• Your goal
For the word "border", count the lines of the data that include it and give only the total.

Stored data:

PR #192, opened 2012-09-25
Disable IME while noVNC is working

takaha:
IME -- Input Method Editor -- will intercept all the key events and make some of the events broken.
With this patch, IME is automatically disabled when noVNC gets the focus, and you don't have to worry if some key strokes happen to activate IME again.

This patch only works for IE, FireFox and Opera. But there is no harm for Chrome and Safari.
Even after applying this patch, if you want to use Chrome or Safari, or you have overwritten the css, you need to turn off IME manually.

### DIFF
--- a/include/base.css
+++ b/include/base.css
@@ -129,6 +129,7 @@ html {
   background-color:#313131;
   border-bottom-right-radius: 800px 600px;
   /*border-top-left-radius: 800px 600px;*/
+  imeMode: disabled;
 }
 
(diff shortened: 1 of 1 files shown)


samhed:
First of all, this style is only supported by Firefox and IE, and in Firefox it seems to only apply to text fields.

Secondly, I think the general consensus is that this style could do more harm than good, and probably shouldn't have been implemented in the first place.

• Written response
2